Just a few typos I noticed

clang/lib/Sema/SemaInit.cpp

clang/lib/Sema/SemaOverload.cpp

zygoloid

I think we should do this. Even if WG21 decides that they only want to allow this and not require it, it seems like a good change that we stand a decent chance of reaching implementation consensus on.

zyn0217

Thanks!

zyn0217 · 2025-04-01T05:41:01Z

clang/include/clang/Sema/Overload.h

-        24 * sizeof(ImplicitConversionSequence);
+        32 * sizeof(ImplicitConversionSequence);


Can we add some comments? what causes us to change it from 24 -> 32

I added some. We may be storing additional data in the slab allocator ( When we need to keep the argument array expression around for deferred candidates), so I made the storage a tad bigger to accomodate. There is no reason for this thing to not be quite large frankly. it's short lived

clang/lib/Sema/SemaOverload.cpp

erichkeane

I agree completely with Richard, we should just do this. We have prior art (GCC), the standard currently permits it as an implementation strategy, and it is an improvement in basically EVERY way with mild/barely-justifiable downsides.

clang/include/clang/Sema/Overload.h

erichkeane

A few mean comments, but the approach still seems solid here. I think this is a solid patch

erichkeane · 2025-04-14T13:42:18Z

clang/include/clang/Sema/Overload.h

@@ -407,6 +407,18 @@ class Sema;
             Third == ICK_Identity;
    }

+    bool isPerfect(const ASTContext &C) const {


I would LOVE a comment here, the implementation isn't particularly clear what is going on here.

Still would like comments on these functions that say what 'perfect' means here.

clang/include/clang/Sema/Overload.h

erichkeane · 2025-04-14T13:47:42Z

clang/include/clang/Sema/Overload.h

@@ -1015,6 +1045,62 @@ class Sema;
          RewriteKind(CRK_None) {}
  };

+  struct DeferredTemplateOverloadCandidate {
+    DeferredTemplateOverloadCandidate *Next = nullptr;


Comment here + on the slab allocator function as to WHY we are doing this instead of a std::vector/etc would probably be helpful. I understand it, but I probably won't next time I see this code ;)
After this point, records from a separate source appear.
Issue #207, opened 2026-07-19
[Chore] Run a full security audit before the 2026 edition cutover


david-fs-valente:
### Description
The codebase hasn't had a fresh, full security pass. Several issues already found (e.g. the QR anti-replay check being disabled, compounded by a seconds/ms unit bug in token expiry) came out of ad hoc review, not a systematic audit — other issues may still be sitting undiscovered.

### Why
This app handles student PII (CVs, contact info) and company data, and the 2026 edition's `1.0.0` cutover is explicitly gated on the current backlog of architecture/security/correctness issues being resolved (see AGENTS.md). A full pass now is cheaper than finding a gap after the event is live and data is flowing.

### How
Audit pass covering: auth flows (session + hand-rolled JWT token paths), storage/upload paths (avatar/CV, public vs. private bucket boundaries), token handling (QR action tokens, CV export tokens, password reset), and CORS/deploy config. Produce a findings list, triage by severity, and open follow-up issues per finding rather than fixing inline during the audit.

### Dependencies
None directly, but test-coverage expansion is explicitly scoped to run after this audit surfaces which paths matter most — sequence this first.

david-fs-valente:
Audit complete. Covered auth flows (session + JWT token paths), storage/upload paths, token handling, and CORS/deploy config, cross-checked against issues already open before this pass (#212, #213, #211, #208) and the gotchas already documented in AGENTS.md (missing CSP, SavedStudent grain mismatch, dead bcrypt code) to avoid duplicating known findings.

**Findings, triaged by severity, filed as separate follow-ups per the process above:**

- **High** — #215: Avatar/CV upload endpoints have no authentication check at all (distinct from #213's rate-limiting gap; the in-code comment blaming this on #26 is stale — #26 is closed and unrelated).
- **Low** — #216: Missing ownership check on `/api/students/[code]/stats`.
- **Low** — #217: Student codes generated with `Math.random()`, not a CSPRNG.
- **Low** — #218: Docker `migrate` stage runs as root, unlike the `runner` stage.
- **Low** — #219: Sentry breadcrumb `message` field bypasses PII redaction (no live leak found, but unguarded).
- **Low/code-quality** — #220: `.match()` used instead of `===` in a student profile-owner check (landmine, not currently exploitable).
- **Chore** — #221: `innerHTML` cleanup in `ImportCvSection` (informational, no real security impact).
[...]

PR #228, opened 2026-07-20
fix: generate student codes with a CSPRNG

### LINKED ISSUE #217: [Fix] Student codes generated with Math.random(), not a CSPRNG
### Description
`src/utils/GenerateCode.ts` builds the 4-character public student code (`A-Z0-9`, ~1.68M keyspace) using `Math.random()`. Surfaced by the #207 security audit.

### Why
These codes function as bearer-ish identifiers in profile URLs and the giveaway/scan flow. `Math.random()` is not cryptographically secure and, combined with the small keyspace, makes brute-force enumeration of valid codes easier than it should be. Not independently critical on its own — the profile/CV/history endpoints all layer proper ownership checks on top — but it's the weak link that makes gaps like the missing ownership check on `/api/students/[code]/stats` exploitable via brute-force rather than just insider guessing.

### How
Generate codes using a CSPRNG (e.g. Node's `crypto.randomInt`/`crypto.randomBytes`) instead of `Math.random()`.

### Dependencies
None.

david-fs-valente:
Replaces `Math.random()` with `crypto.randomInt()` in `GenerateCode.ts` so the 4-character student codes aren't predictable.

Refs #217, part of #207.


dinisjcorreia (approved):
No findings. CSPRNG replacement preserves code shape and existing collision handling.

PR #229, opened 2026-07-20
fix: redact Sentry breadcrumb message field

### LINKED ISSUE #219: [Fix] Sentry breadcrumb message field bypasses PII redaction
### Description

clang/include/clang/Sema/Overload.h

erichkeane

I have a handful of comments that are all nits/minor enough I trust you on, but overall this looks fine.

Lets ship it!

erichkeane · 2025-04-15T14:29:59Z

clang/docs/ReleaseNotes.rst

@@ -96,6 +96,12 @@ C++ Language Changes
      asm((std::string_view("nop")) ::: (std::string_view("memory")));
    }

+- Clang now implements the changes to overload resolution proposed by `P3606 <https://wg21.link/P3606R0>`_.


Can we clarify just parts 1 and 2?

erichkeane · 2025-04-15T14:30:38Z

clang/include/clang/Sema/Overload.h

@@ -407,6 +407,18 @@ class Sema;
             Third == ICK_Identity;
    }

+    bool isPerfect(const ASTContext &C) const {


Still would like comments on these functions that say what 'perfect' means here.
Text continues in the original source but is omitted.